══ Material to process

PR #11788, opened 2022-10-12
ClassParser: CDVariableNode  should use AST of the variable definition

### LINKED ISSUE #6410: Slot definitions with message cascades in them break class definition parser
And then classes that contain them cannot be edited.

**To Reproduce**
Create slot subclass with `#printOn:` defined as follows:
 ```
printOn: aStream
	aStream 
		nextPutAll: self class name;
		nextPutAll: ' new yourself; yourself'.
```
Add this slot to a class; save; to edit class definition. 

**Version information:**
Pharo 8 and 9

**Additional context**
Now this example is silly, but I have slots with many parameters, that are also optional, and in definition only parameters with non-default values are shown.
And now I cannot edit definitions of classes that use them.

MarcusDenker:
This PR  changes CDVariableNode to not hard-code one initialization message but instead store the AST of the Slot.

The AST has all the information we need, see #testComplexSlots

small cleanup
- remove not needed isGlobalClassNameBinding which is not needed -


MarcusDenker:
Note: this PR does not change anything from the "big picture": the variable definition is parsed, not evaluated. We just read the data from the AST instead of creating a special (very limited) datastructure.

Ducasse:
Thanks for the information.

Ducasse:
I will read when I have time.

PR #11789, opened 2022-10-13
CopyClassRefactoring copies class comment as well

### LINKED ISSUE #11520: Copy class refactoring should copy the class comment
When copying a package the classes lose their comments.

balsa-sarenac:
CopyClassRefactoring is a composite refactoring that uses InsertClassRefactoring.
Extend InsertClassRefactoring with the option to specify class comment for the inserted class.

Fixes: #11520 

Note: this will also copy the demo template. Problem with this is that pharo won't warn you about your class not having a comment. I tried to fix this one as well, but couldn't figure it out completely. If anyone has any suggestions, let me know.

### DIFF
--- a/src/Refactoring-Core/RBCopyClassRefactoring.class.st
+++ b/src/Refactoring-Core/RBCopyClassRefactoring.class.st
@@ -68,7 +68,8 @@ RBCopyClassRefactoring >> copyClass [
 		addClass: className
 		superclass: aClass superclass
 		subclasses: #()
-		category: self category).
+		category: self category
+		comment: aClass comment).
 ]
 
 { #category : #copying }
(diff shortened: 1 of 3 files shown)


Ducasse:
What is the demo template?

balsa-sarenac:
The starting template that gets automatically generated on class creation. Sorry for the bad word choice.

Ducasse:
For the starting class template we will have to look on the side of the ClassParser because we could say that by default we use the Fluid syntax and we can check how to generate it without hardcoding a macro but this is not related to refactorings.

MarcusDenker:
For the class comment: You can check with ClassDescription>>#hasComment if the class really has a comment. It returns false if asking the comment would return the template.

════
══ Material to process

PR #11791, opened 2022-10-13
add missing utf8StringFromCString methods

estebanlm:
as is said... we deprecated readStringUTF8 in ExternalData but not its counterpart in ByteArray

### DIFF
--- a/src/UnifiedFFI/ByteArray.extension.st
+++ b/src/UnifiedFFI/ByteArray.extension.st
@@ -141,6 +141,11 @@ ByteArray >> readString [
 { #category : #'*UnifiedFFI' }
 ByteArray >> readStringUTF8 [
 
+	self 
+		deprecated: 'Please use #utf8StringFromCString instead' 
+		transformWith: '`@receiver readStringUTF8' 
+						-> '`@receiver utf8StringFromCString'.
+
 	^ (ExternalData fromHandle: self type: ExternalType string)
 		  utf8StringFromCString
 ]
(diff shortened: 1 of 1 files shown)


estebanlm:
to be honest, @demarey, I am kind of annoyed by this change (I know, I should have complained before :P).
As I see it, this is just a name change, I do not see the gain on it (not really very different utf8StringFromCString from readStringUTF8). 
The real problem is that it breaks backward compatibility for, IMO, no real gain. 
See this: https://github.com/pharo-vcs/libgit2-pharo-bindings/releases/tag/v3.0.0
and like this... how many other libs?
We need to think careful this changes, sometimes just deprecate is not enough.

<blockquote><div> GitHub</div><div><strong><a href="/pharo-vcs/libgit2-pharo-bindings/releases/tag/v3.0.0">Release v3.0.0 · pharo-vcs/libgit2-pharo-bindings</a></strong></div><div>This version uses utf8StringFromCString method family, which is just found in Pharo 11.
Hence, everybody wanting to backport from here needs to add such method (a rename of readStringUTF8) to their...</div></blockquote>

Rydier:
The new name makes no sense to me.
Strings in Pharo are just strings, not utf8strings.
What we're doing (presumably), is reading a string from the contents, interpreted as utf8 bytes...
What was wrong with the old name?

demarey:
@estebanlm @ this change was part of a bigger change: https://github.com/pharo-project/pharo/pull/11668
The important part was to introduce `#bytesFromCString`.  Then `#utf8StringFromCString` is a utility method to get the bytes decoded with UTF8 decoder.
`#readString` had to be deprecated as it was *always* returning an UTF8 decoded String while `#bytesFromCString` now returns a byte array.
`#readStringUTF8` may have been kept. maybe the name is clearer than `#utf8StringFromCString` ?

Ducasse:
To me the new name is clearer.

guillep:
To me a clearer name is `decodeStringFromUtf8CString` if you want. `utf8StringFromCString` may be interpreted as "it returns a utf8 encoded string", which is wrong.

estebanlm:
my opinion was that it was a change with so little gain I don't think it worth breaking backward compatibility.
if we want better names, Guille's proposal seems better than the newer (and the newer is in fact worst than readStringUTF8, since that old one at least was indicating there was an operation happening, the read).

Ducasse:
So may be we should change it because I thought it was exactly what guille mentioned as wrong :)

════

From the entries above, pull out each line that includes "ByteArray".

as is said... we deprecated readStringUTF8 in ExternalData but not its counterpart in ByteArray
--- a/src/UnifiedFFI/ByteArray.extension.st
+++ b/src/UnifiedFFI/ByteArray.extension.st
@@ -141,6 +141,11 @@ ByteArray >> readString [
 ByteArray >> readStringUTF8 [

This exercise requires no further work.